From Eq.$\,$($\ref{eq:3}$), the first term can be written as [ \color {red}{ |\{ x \in S_{g}: \langle x - \mu, v \rangle \geq 0\}| } = n \mathbb{P}_{x \sim \mathcal{N}(\mu, \text{I}_{d})} \left \lbrack \langle x - \mu, v \rangle \geq 0 \right \rbrack = n \Phi ( \langle \mu - \mu, v \rangle ) = n \Phi ( 0 ) = \frac{1}{2} n, ] and putting them together, we have [ |\{ x \in S_{g}: \langle x - \mu, v \rangle \geq 0\}| \geq \frac{1}{2} n - \epsilon n. ] It is equivalent to the claim.

Claim 2

Suppose $\eta \in \mathbb{R}^{d}$ satisifies $\lVert \eta - \mu \rVert_{2} \leq \Phi^{-1}(\frac{1}{2} + 3 \epsilon) $. Then, $\text{depth}(S, \eta) \lt \frac{1}{2} - \epsilon$.

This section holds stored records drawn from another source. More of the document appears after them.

PR #106, opened 2021-06-17
Simplify GPU test environment

devmotion:
This PR is used for debugging (and possibly fixing) the GPU errors we see lately.

I should add that the tests pass locally with CUDA 3.3.0.

### DIFF
--- a/.buildkite/pipeline.yml
+++ b/.buildkite/pipeline.yml
@@ -14,3 +14,4 @@ steps:
 
 env:
   GROUP: GPU
+  JULIA_DEBUG: CUBLAS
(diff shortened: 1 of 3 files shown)


devmotion:
OK, it seems it was caused by a bug in CUDA.jl that is already fixed in the master branch. Since a new version will be released tomorrow AFAIK, let's just wait until the new version is available.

We will derive the upper bound and thus take inequality the other way around from Claim 1. [ |\{ x \in S: \langle \eta - \mu, v \rangle \geq 0\}| = \color {red}{ |\{ x \in S_{g}: \langle \eta - \mu, v \rangle \geq 0\}| } + |\{ x \in S_{b}: \langle \eta - \mu, v \rangle \geq 0\}| - |\{ x \in S_{r}: \langle \eta - \mu, v \rangle \geq 0\}| ] can be bounded as [ \leq \color {red}{ |\{ x \in S_{g}: \langle \eta - \mu, v \rangle \geq 0\}| } + \epsilon n - 0 \leq n \Phi ( \langle \eta - \mu, v \rangle ) + \epsilon n. ] Selecting $v$ as $v = \frac{\mu - \eta}{\lVert \mu - \eta \rVert_{2} }$, the above becomes [ = n \Phi ( - \lVert \mu - \eta \rVert_{2}) + \epsilon n. ] Applying the assumption $\lVert \eta - \mu \rVert_{2} \leq \Phi^{-1}(\frac{1}{2} + 3 \epsilon) $, it is bounded as [ \leq n (\frac{1}{2} - 3 \epsilon) + \epsilon n = \frac{1}{2} n - 2\epsilon n \leq \frac{1}{2} n - \epsilon n, ] and thus it says [ \text{depth}(S, \eta) \lt \frac{1}{2} - \epsilon .
]

Derive Eq.$\,$($\ref{eq:2}$)

Recall $\text{Tukey}(S) = \underset{\eta}{\operatorname{argmax}} \text{depth}(S, \eta)$, it must be [ \text{Tukey}(S) \geq \text{depth}(S, \mu) \geq \frac{1}{2} - \epsilon . ] On the other hand, Claim 2 says that if $\text{depth}(S, \eta) \geq \frac{1}{2} - \epsilon$, then $\lVert \eta - \mu \rVert_{2} \leq \Phi^{-1}(\frac{1}{2} + 3 \epsilon) $. Thus we obtain [ \lVert \text{Tukey}(S) - \mu \rVert_{2} \leq \Phi^{-1} \left ( \frac{1}{2} + 3 \epsilon \right ) . ] We need to take a few step to achieve Eq.$\,$($\ref{eq:1}$), but we refer the reader to the course note of Jerry Li.